The budget was presented under the theme Working Together – Reinforcing Resilience. Overall, the budget was pretty ho-hum without any major fireworks…which might not be such a bad thing in our present circumstances.
As we predicted, total expenditure – projected at $128.9 billion – is larger than last year’s. But it was a bit hyperbolic to trumpet it as the “biggest budget ever” when one discounts the 8.1 percent increase by the announced final inflation rate of 6.4 percent for 2008. The government, at best, will be just keeping pace – hence the lack of any fireworks.
The revenue of the government is projected at $90.3 billion, almost all of it coming ultimately from the pockets of the citizenry – which is good reason why everyone ought to be very concerned with how the money is spent. $37.4 billion will come from your income taxes (personal and corporate) while $41.9 billion will be squeezed from VAT and excise taxes. The latter had been eased with the precipitous rise in fuel prices but will be slapped on again so that we may expect some price increases from that direction.
This still leaves a shortfall of $38.6 billion – as we predicted, more than 40 percent of what will be collected as revenue – which will have to be covered by loans and grants. We had asked the question as to whether you would be comfortable if you were consistently spending forty percent more than you earned.
The ineluctable build-up of debt that is becoming threatening – US$833million by the end of 2008, necessitating $6.5 billion in interest payments. The days of debt relief are over – especially in the climate of a global recession. The projected shortfall is very optimistic since we know that on more than one occasion the government will be returning to Parliament to approve “supplementary appropriations” to cover supposedly unforeseen contingencies.
Because of this shortfall in revenues, it was most optimistic for some to believe that the 16 percent VAT would have been shaved or that the income tax threshold would have been raised once again. We believe that even maintaining the status quo is optimistic since it is based on what we consider to be optimistic projections for sugar and rice and bauxite – even in view of the conceded anticipated poorer performances for 2009.

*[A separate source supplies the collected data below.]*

PR #528, opened 2019-12-17
Fix side node details

### LINKED ISSUE #514: Details of process with grouped nodes are badly presented
Steps to reproduce:
- group some nodes on process
- click on empty space on process

Expected behaviour: should be visible nice nodes details lists
Current behaviour: are presented: each letter of nodes name in separate line (looks like some iterating over string instead of list of nodes)

Screenshot from 2019-12-13 10-23-47

PPiedel:
This resolves #514

### DIFF
--- a/ui/client/components/right-panel/SideNodeDetails.js
+++ b/ui/client/components/right-panel/SideNodeDetails.js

The travails of the expected expansion at Skeldon (even with the new three-year scenario for reaching optimum production) are not confined to the commissioning of the factory and, as with the field-related problems that have snowballed in the other estates, will push production down and costs up. We project that the $5.7billion deficit piled up by GuySuCo in 2008 will double in 2009.
The announced deferred acreage in rice cultivation on account of the present flooded conditions especially in region five and six will push down rice production further. Bauxite production will be slashed even farther, not only on account of the global collapse of demand but on account of Rusal’s own problems.

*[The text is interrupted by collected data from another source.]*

PR #530, opened 2019-12-17
Hiding meta variable

### LINKED ISSUE #499: Hiding meta variable
I would like to hide "meta" global variable. Can be done by some feature flag or by transformation of global variables in ConfigCreator instead of defining only variables to add.

arkadius:
Fixes #499


engine/interpreter/src/main/scala/pl/touk/nussknacker/engine/definition/TestInfoProvider.scala
```diff
@@ -63,9 +65,8 @@ class ModelDataTestInfoProvider(modelData: ModelData) extends TestInfoProvider {
   }
 
   private def contextWithOnlyGlobalVariables(implicit metaData: MetaData): ValidationContext = {
-    val globalTypes = modelData.processDefinition.expressionConfig.globalVariables.mapValues(_.returnType)
-    val typesWithMeta = MetaVariables.withType(globalTypes)
-    ValidationContext(Map.empty, typesWithMeta)
+    val globalTypes = globalVariablesPreparer.prepareGlobalVariables(metaData).mapValues(_.typ)
```
lciolecki: Maybe you can create something like `prepareGlobalTypes(metadata)`? That will hide mapValues inside preparer.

Fishing and forestry and manufacturing all declined in 2008 and that trend will continue. Nothing has changed with the running of GPL and the theft of power combined with the corporation’s inefficiencies will most certainly see it running back to the government for a subsidy – hopefully less than the $3billion it extracted in 2008.
In terms of new investments that might generate income and jobs, the budget was very reticent. The hydroelectric project is once again deferred for another year because of “financing” constraints as is the much-touted alumina plant.

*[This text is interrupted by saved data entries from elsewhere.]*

PR #533, opened 2019-12-18
Notify user that selected content can not be copied

### LINKED ISSUE #516: Show error that selected element cannot be copied
Currently AFAIK we support copying only nodes.
If user select something that cannot be copied, and press ctrl+c or click copy button, we should display error similar to this presented during pasting not supported object.

Scenarios:
- selection of empty space on process, then ctrl+c
- selection of grouped node, then ctrl+c

But this should work in general if we not support copying of given element...

PPiedel:
This resolves #516

### DIFF
--- a/ui/client/containers/Visualization.js
+++ b/ui/client/containers/Visualization.js
@@ -181,7 +181,7 @@ class Visualization extends React.Component {
     const isNotThisCopyEvent = this.isNotThisCopyEvent(event, copyNodeElementId)
 
     isNotThisCopyEvent && this.canCopySelection() ? this.copyToClipboard(shouldCreateNotification) :
-      this.props.notificationActions.error("Can not copy selected content. It should contains only plain nodes without groups")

If even the sun-swept beaches of our Caribbean neighbours are not attracting their usual hordes, it would be quite a stretch to expect us to buck the tide. The Minister confirmed that personal remittances were down for 2008 and that the trend will be accentuated in 2009.
With all of the foregoing we find it hard to accept that overall, our GDP is targeted to grow by 4.7 percent in 2009. Where will the growth come from? Financial services? CLICO’s fiasco should put a damper on that hope. We will certainly need to work together and be resilient in the months ahead.